● The problem
From the listing below, extract every line containing "Interrupted".

● Data supplied
PR #3139, opened 2022-09-07
avr: adding pin change interrupt handling to atmega328p

mrbell321:
This is what I've come up with for AVR pin change interrupts.

### DIFF
--- a/src/machine/machine_atmega328p.go
+++ b/src/machine/machine_atmega328p.go
@@ -477,14 +477,10 @@ var (
 )
 
 func handlePCINTInterrupts(intr uint8, port *volatile.Register8) {
-	println("Interrupted: ", intr, port)
 	current := port.Get()
-	println("Current: ", current)
 	new := current ^ previous[intr]
-	println("Toggled: ", new)
 	for i := uint8(0); i < 8; i++ {
 		if (current>>i)&0x01 == 0x01 && pinCallbacks[intr][i] != nil {
-			println("Calling: ", intr, i)
 			pinCallbacks[intr][i](Pin(i * (intr + 1)))
 		}
 	}
@@ -504,80 +500,65 @@ func handlePCINT2Interrupts(intr interrupt.Interrupt) {
 }
 
 func SetInterrupt(pin Pin, callback func(Pin)) (err error) {
-	// if p == nil {
-	// 	// Disable this pin interrupt
-	// 	return errors.New("Not implemented")
-	// } else {
-	var PCMSK_REG *volatile.Register8
-	var PCIE uint8
-	var PCINT uint8
-	var IRQ uint8
-	var PIN0 Pin
-	//var PIN *volatile.Register8
-	switch {
-	case pin >= PB0 && pin <= PB7:
-		println("PCMSK0: ", pin)
-		// PCMSK0 - PCINT0-7
-		PCMSK_REG = avr.PCMSK0
-		PCIE = avr.PCICR_PCIE0
-		PIN0 = PD0
-		PCINT = 1 << (pin - PIN0)
-		IRQ = avr.IRQ_PCINT0
-		//PIN = avr.PINB
-		if interrupts[IRQ-avr.IRQ_PCINT0] == nil {
-			println("Registering interrupt: ", IRQ)
-			intr := interrupt.New(avr.IRQ_PCINT0, handlePCINT0Interrupts)
-			interrupts[IRQ-avr.IRQ_PCINT0] = &intr
-		} else {
-			println("interrupt already defined")
-		}
-	case pin >= PC0 && pin <= PC7:
-		println("PCMSK1: ", pin)
-		// PCMSK1 - PCINT8-14
-		PCMSK_REG = avr.PCMSK1
-		PCIE = avr.PCICR_PCIE1
-		PIN0 = PC0
-		PCINT = 1 << (pin - PIN0)
-		IRQ = avr.IRQ_PCINT1
-		//PIN = avr.PINC
-		if interrupts[IRQ-avr.IRQ_PCINT0] == nil {
-			println("Registering interrupt: ", IRQ)
-			intr := interrupt.New(avr.IRQ_PCINT1, handlePCINT1Interrupts)
-			interrupts[IRQ-avr.IRQ_PCINT0] = &intr
-		} else {
-			println("interrupt already defined")
-		}
-	case pin >= PD0 && pin <= PD7:
-		println("PCMSK2: ", pin)
-		// PCMSK2 - PCINT16-23
-		PCMSK_REG = avr.PCMSK2
-		PCIE = avr.PCICR_PCIE2
-		PIN0 = PD0
-		PCINT = 1 << (pin - PIN0)
-		IRQ = avr.IRQ_PCINT2
-		//PIN = avr.PIND
-		if interrupts[IRQ-avr.IRQ_PCINT0] == nil {
-			println("Registering interrupt: ", IRQ)
-			intr := interrupt.New(avr.IRQ_PCINT2, handlePCINT2Interrupts)
-			interrupts[IRQ-avr.IRQ_PCINT0] = &intr
-		} else {
-			println("interrupt already defined")
-		}
-	default:
-		return errors.New("Unsupported pin")
-	}
-
-	if pinCallbacks[IRQ-avr.IRQ_PCINT0][pin-PIN0] == nil {
-		println("Registering callback: ", IRQ-avr.IRQ_PCINT0, pin-PIN0)
-		pinCallbacks[IRQ-avr.IRQ_PCINT0][pin-PIN0] = callback
+	if p == nil {
+		// Disable this pin interrupt
+		return errors.New("Not implemented")
 	} else {
-		return errors.New("callback already defined")
+		var PCMSK_REG *volatile.Register8
+		var PCIE uint8
+		var PCINT uint8
+		var IRQ uint8
+		var PIN0 Pin
+		//var PIN *volatile.Register8
+		switch {
+		case pin >= PB0 && pin <= PB7:
+			// PCMSK0 - PCINT0-7
+			PCMSK_REG = avr.PCMSK0
+			PCIE = avr.PCICR_PCIE0
+			PIN0 = PD0
+			PCINT = 1 << (pin - PIN0)
+			IRQ = avr.IRQ_PCINT0
+			if interrupts[IRQ-avr.IRQ_PCINT0] == nil {
+				intr := interrupt.New(avr.IRQ_PCINT0, handlePCINT0Interrupts)
+				interrupts[IRQ-avr.IRQ_PCINT0] = &intr
+			} else {
+			}
+		case pin >= PC0 && pin <= PC7:
+			// PCMSK1 - PCINT8-14
+			PCMSK_REG = avr.PCMSK1
+			PCIE = avr.PCICR_PCIE1
+			PIN0 = PC0
+			PCINT = 1 << (pin - PIN0)
+			IRQ = avr.IRQ_PCINT1
+			if interrupts[IRQ-avr.IRQ_PCINT0] == nil {
+				intr := interrupt.New(avr.IRQ_PCINT1, handlePCINT1Interrupts)
+				interrupts[IRQ-avr.IRQ_PCINT0] = &intr
+			} else {
+			}
+		case pin >= PD0 && pin <= PD7:
+			// PCMSK2 - PCINT16-23
+			PCMSK_REG = avr.PCMSK2
+			PCIE = avr.PCICR_PCIE2
+			PIN0 = PD0
+			PCINT = 1 << (pin - PIN0)
+			IRQ = avr.IRQ_PCINT2
+			if interrupts[IRQ-avr.IRQ_PCINT0] == nil {
+				intr := interrupt.New(avr.IRQ_PCINT2, handlePCINT2Interrupts)
+				interrupts[IRQ-avr.IRQ_PCINT0] = &intr
+			}
+		default:
+			return errors.New("Unsupported pin")
+		}
+
+		if pinCallbacks[IRQ-avr.IRQ_PCINT0][pin-PIN0] == nil {
+			pinCallbacks[IRQ-avr.IRQ_PCINT0][pin-PIN0] = callback
+		} else {
+			return errors.New("callback already defined")
+		}
+
+		PCMSK_REG.SetBits(PCINT)
+		avr.PCICR.SetBits(PCIE)
+
+		return nil
 	}
-
-	println("Setting PCMSK_REG to PCINT: ", PCMSK_REG, PCINT)
-	PCMSK_REG.SetBits(PCINT)
-	println("Setting PCICR to PCIE:", avr.PCICR, PCIE)
-	avr.PCICR.SetBits(PCIE)
-
-	return nil
 }
--- a/src/machine/machine_atmega328p.go
+++ b/src/machine/machine_atmega328p.go
@@ -5,6 +5,7 @@ package machine
 
 import (
 	"device/avr"
+	"errors"
 	"runtime/interrupt"
 	"runtime/volatile"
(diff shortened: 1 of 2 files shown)


src/machine/machine_atmega328p.go
```diff
@@ -467,3 +468,116 @@ var SPI0 = SPI{
...
+
+// Pin Change Interrupts
+var (
+	pinCallbacks [3][8]func(Pin)
+	interrupts   [3]*interrupt.Interrupt
+	previous     [3]uint8
+)
+
+func handlePCINTInterrupts(intr uint8, port *volatile.Register8) {
+	println("Interrupted: ", intr, port)
```
aykevl: This is debug code. Please remove it.

src/machine/machine_atmega328p.go
```diff
@@ -467,3 +468,116 @@ var SPI0 = SPI{
...
+
+func handlePCINT2Interrupts(intr interrupt.Interrupt) {
+	handlePCINTInterrupts(avr.IRQ_PCINT2-avr.IRQ_PCINT0, avr.PIND)
+}
+
+func SetInterrupt(pin Pin, callback func(Pin)) (err error) {
+	// if p == nil {
+	// 	// Disable this pin interrupt
+	// 	return errors.New("Not implemented")
+	// } else {
```
aykevl: Looks like old code left over after experimenting?

aykevl (commented):
Thanks, we need this! However, this PR is not ready for review: it contains tons of debug code. Can you please clean up the PR?

src/machine/machine_atmega328p.go
mrbell321: Oh, yeah, will do.

mrbell321: I've removed all the debug prints

src/machine/machine_atmega328p.go
mrbell321: I uncommented this because I think it's important to consider, but it's still not "implemented". I'm not sure if anyone ever actually removes pin change interrupt handlers after enabling them. It's pretty heavy-weight for debouncing.

mrbell321:
I created a ticket for this work too: https://github.com/tinygo-org/tinygo/issues/3145
Not sure what the official ticket/git tagging mechanism is...

src/machine/machine_atmega328p.go
```diff
@@ -467,3 +468,96 @@ var SPI0 = SPI{
...
+	if callback == nil {
+		// Disable this pin interrupt
+		return errors.New("Not implemented")
+	} else {
+		var PCMSK_REG *volatile.Register8
+		var PCIE uint8
+		var PCINT uint8
+		var IRQ uint8
+		var PIN0 Pin
+		//var PIN *volatile.Register8
```
aykevl: Here is some more unused code.

src/machine/machine_atmega328p.go
```diff
@@ -467,3 +468,96 @@ var SPI0 = SPI{
...
+
+func handlePCINT2Interrupts(intr interrupt.Interrupt) {
+	handlePCINTInterrupts(avr.IRQ_PCINT2-avr.IRQ_PCINT0, avr.PIND)
+}
+
+func SetInterrupt(pin Pin, callback func(Pin)) (err error) {
+	if callback == nil {
+		// Disable this pin interrupt
+		return errors.New("Not implemented")
+	} else {
```
aykevl: `errors.New` causes a heap allocation, which is not a good idea in this code. Instead, please define this error in a global.
Or better yet: add it to src/machine/machine.go.

There are two other `errors.New` calls below that should be fixed in a similar way (but perhaps not all by defining them in src/machine/machine.go).

Also: please indent this code according to https://github.com/golang/go/wiki/CodeReviewComments#indent-error-flow.

src/machine/machine_atmega328p.go
```diff
@@ -467,3 +468,96 @@ var SPI0 = SPI{
...
+			PCMSK_REG = avr.PCMSK0
+			PCIE = avr.PCICR_PCIE0
+			PIN0 = PD0
+			PCINT = 1 << (pin - PIN0)
+			IRQ = avr.IRQ_PCINT0
+			if interrupts[IRQ-avr.IRQ_PCINT0] == nil {
+				intr := interrupt.New(avr.IRQ_PCINT0, handlePCINT0Interrupts)
+				interrupts[IRQ-avr.IRQ_PCINT0] = &intr
+			} else {
+			}
```
aykevl: empty `else`

src/machine/machine_atmega328p.go
mrbell321: Fixed it. What's the convention for "Resolve conversation" here? 
I've worked on projects where the person who opens it should resolve and ones where the person who makes the fix resolves it...

src/machine/machine_atmega328p.go
mrbell321: Ah, good point. Addressed.

src/machine/machine_atmega328p.go
mrbell321: Addressed.

src/machine/machine_atmega328p.go
aykevl: We don't really have a convention here. But if a comment is addressed I would consider that resolved (either by fixing it as requested or explaining why it's the way it is - there may be a good reason the reviewer didn't see!)

src/machine/machine_atmega328p.go
```diff
@@ -467,3 +472,93 @@ var SPI0 = SPI{
 	sdo:  PB3,
 	sdi:  PB4,
 	cs:   PB2}
+
+// Pin Change Interrupts
+var (
+	pinCallbacks [3][8]func(Pin)
+	interrupts   [3]*interrupt.Interrupt
+	previous     [3]uint8
```
aykevl: It looks like `previous` is  never used?

src/machine/machine_atmega328p.go
```diff
@@ -467,3 +472,93 @@ var SPI0 = SPI{
...
+		// PCMSK0 - PCINT0-7
+		PCMSK_REG = avr.PCMSK0
+		PCIE = avr.PCICR_PCIE0
+		PIN0 = PD0
+		PCINT = 1 << (pin - PIN0)
+		IRQ = avr.IRQ_PCINT0
+		if interrupts[IRQ-avr.IRQ_PCINT0] == nil {
+			intr := interrupt.New(avr.IRQ_PCINT0, handlePCINT0Interrupts)
+			interrupts[IRQ-avr.IRQ_PCINT0] = &intr
+		}
```
aykevl: `interrupt.New` is a bit of a magical function and doesn't do anything at runtime (only at compile time). Therefore, I suggest using the following:

```suggestion
		interrupt.New(avr.IRQ_PCINT0, handlePCINT0Interrupts)
```

(same for the other 2 interrupts).

src/machine/machine_atmega328p.go
```diff
@@ -467,3 +472,93 @@ var SPI0 = SPI{
...
+		if interrupts[IRQ-avr.IRQ_PCINT0] == nil {
+			intr := interrupt.New(avr.IRQ_PCINT2, handlePCINT2Interrupts)
+			interrupts[IRQ-avr.IRQ_PCINT0] = &intr
+		}
+	default:
+		return ErrInvalidInputPin
+	}
+
+	if pinCallbacks[IRQ-avr.IRQ_PCINT0][pin-PIN0] != nil {
+		return ErrCallbackAlreadyDefined
```
aykevl: It depends on the chip, but at least on the nrf a new call to `SetInterrupt` simply overwrites the old interrupt. (There is a risk of a race condition in the write though, so perhaps better to leave it as-is).

src/machine/machine_atmega328p.go
```diff
@@ -467,3 +472,93 @@ var SPI0 = SPI{
...
+	var PIN0 Pin
+
+	switch {
+	case pin >= PB0 && pin <= PB7:
+		// PCMSK0 - PCINT0-7
+		PCMSK_REG = avr.PCMSK0
+		PCIE = avr.PCICR_PCIE0
+		PIN0 = PD0
+		PCINT = 1 << (pin - PIN0)
+		IRQ = avr.IRQ_PCINT0
```
aykevl: You could consider the following:

```suggestion
		pinIndex := pin - PD0
		pinCallbacks[0][pinIndex] = callback
		avr.PCMSK0.SetBits(1 << pinIndex)
		avr.PCICR.SetBits(avr.PCICR_PCIE0)
```

It's less abstract, but it's actually a bit shorter and perhaps more readable as well. Also, I think the compiler will be better able to optimize this code.

aykevl (commented):
This looks good, with some nits here and there that could improve the code a bit and make it more efficient. Thank you for your continued work on this PR!

src/machine/machine_atmega328p.go
```diff
@@ -467,3 +472,93 @@ var SPI0 = SPI{
...
+
+func handlePCINT1Interrupts(intr interrupt.Interrupt) {
+	handlePCINTInterrupts(avr.IRQ_PCINT1-avr.IRQ_PCINT0, avr.PINC)
+}
+
+func handlePCINT2Interrupts(intr interrupt.Interrupt) {
+	handlePCINTInterrupts(avr.IRQ_PCINT2-avr.IRQ_PCINT0, avr.PIND)
+}
+
+func SetInterrupt(pin Pin, callback func(Pin)) (err error) {
```
aykevl: Actually, I somehow missed this but this doesn't follow the existing API. Can you update the API to follow the standard API? See https://tinygo.org/docs/reference/machine/

```suggestion
func (pin Pin) SetInterrupt(change PinChange, callback func(Pin)) (err error) {
```

src/machine/machine_atmega328p.go
mrbell321: Ah interesting...

src/machine/machine_atmega328p.go
mrbell321: I don't remember where I saw this idea, but I was translating from something... either one of the other tinygo architectures or something in the arduino framework.
I can see the possibility of wanting to change the interrupt handler at runtime, but I don't personally have a use case, so I thought I'd leave it like this until there's a good reason to implement.

src/machine/machine_atmega328p.go
mrbell321: Hm, sure, I should follow the documented standard.
But I pretty sure I copied this from one of the other architectures tho, so I think there's some non-conformity elsewhere too.
...or I just messed up.

src/machine/machine_atmega328p.go
mrbell321: Ah, yeah, holdover from my _previous_  iteration... :-D

src/machine/machine_atmega328p.go
mrbell321: Hm, why did I think I needed to track all of the interrupts in an array?

src/machine/machine_atmega328p.go
mrbell321: Yeah, I was intentionally being abstract because... well... reasons.
However, it ended up not working out very well that way due to... other reasons. 
This new way simplifies quite a bit so I'll have the MR updated soon.

...I also need to figure out why "make release" is now crashing my machine....

src/machine/machine_atmega328p.go
mrbell321: Aah, well part of it, at least is that the atmega328p doesn't distinguish rising v falling edges on these Port Pin change interrupts, so 'PinChange' is basically meaningless.
But that's OK

aykevl: > But I pretty sure I copied this from one of the other architectures tho

I grepped through the source code and can't find a `SetInterrupt` that is not a member of a `Pin` (or `CAN`) object.
In any case, eventually we should have #3170 and improvements on it that should check for these kinds of inconsistencies.

aykevl: > at least is that the atmega328p doesn't distinguish rising v falling edges on these Port Pin change interrupts, so 'PinChange' is basically meaningless.

Right. In that case, I think only `PinToggle` should be defined (leaving `PinRising` and `PinFalling` undefined will make sure programs fail to compile when used). You could perhaps also check it in `SetInterrupt` but if only `PinToggle` exists it shouldn't really be necessary.

src/machine/machine_atmega328p.go
```diff
@@ -467,3 +472,71 @@ var SPI0 = SPI{
...
+
+func handlePCINT2Interrupts(intr interrupt.Interrupt) {
+	handlePCINTInterrupts(avr.IRQ_PCINT2-avr.IRQ_PCINT0, avr.PIND)
+}
+
+type PinChange uint8
+
+// Pin change interrupt constants for SetInterrupt.
+const (
+	PinBoth PinChange = nil
```
aykevl: The standard name for this is `PinToggle` (because it triggers on every toggle between low and high). See https://tinygo.org/docs/reference/machine/.

(Also, did you test this code? I don't think you can assign `nil` to a uint8).

aykevl (commented):
Just one last thing

src/machine/machine_atmega328p.go
mrbell321: I haven't tested it yet because `make release` is crashing my system at the moment. Just started yesterday. It's probably unrelated to _specifically_ to `make release`, because the first crash I had yesterday seemed to be related to Outlook. 
But after that, `make release` reliably crashes my computer. I probably need to reimage it, which I'm not looking forward too, but pushing up to GitHub ensures I don't lose this code.

I promise not to merge until I get that figured out and actually test it.

src/machine/machine_atmega328p.go
mrbell321: So, I've `make release`, at least to the point that it runs to completion by ripping out all of tinygo and golang and reinstalling them.
However, I now get
```
$ tinygo build -target=arduino   
warning: no avr-gcc installation can be found on the system, cannot link standard libraries
warning: standard library not linked and so no interrupt vector table or compiler runtime routines will be linked
warning: no avr-gcc installation can be found on the system, cannot link standard libraries
warning: standard library not linked and so no interrupt vector table or compiler runtime routines will be linked
```
However, I have avr-gcc
```
$ avr-gcc
avr-gcc: fatal error: no input files
compilation terminated.
```

deadprogram: Please see https://tinygo.org/getting-started/install/linux/#avr-eg-arduino-uno for the install requirements for AVR on Linux.

deadprogram:
So @mrbell321 has this been tested on real hardware?

mrbell321:
I’m on macOS not Linux and I’ve been through the process a couple times.
Not the only one having the issue either. There’s a slack thread.

mrbell321:
The early version, yes, but there have been changes I cannot test yet due
to the above toolchain issues.

src/machine/machine_atmega328p.go
```diff
@@ -467,3 +472,71 @@ var SPI0 = SPI{
...
+func (pin Pin) SetInterrupt(pinChange PinChange, callback func(Pin)) (err error) {
+	if callback == nil {
+		// Disable this pin interrupt
+		return ErrFeatureNotImplemented
+	}
+
+	switch {
+	case pin >= PB0 && pin <= PB7:
+		// PCMSK0 - PCINT0-7
+		pinIndex := pin - PD0
```
ysoldak, line 518:
```suggestion
		pinIndex := pin - PB0
```

ysoldak:
I've tried this change on a custom board with atmega328p chip.

Interrupt fires. Can't use `irremote` driver directly though, since this change misses `PinRising` and `PinFalling` states.
I'm not exactly sure how, but handling of the state shall be possible to add, see for example https://www.avrfreaks.net/s/topic/a5C3l000000URmcEAG/t120592

ysoldak:
This can be closed now, @deadprogram ?

deadprogram:
@ysoldak yes.

@mrbell321 thank you for pointing the way on the implementation. Now closing this PR.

● Answer box
-	println("Interrupted: ", intr, port)
+	println("Interrupted: ", intr, port)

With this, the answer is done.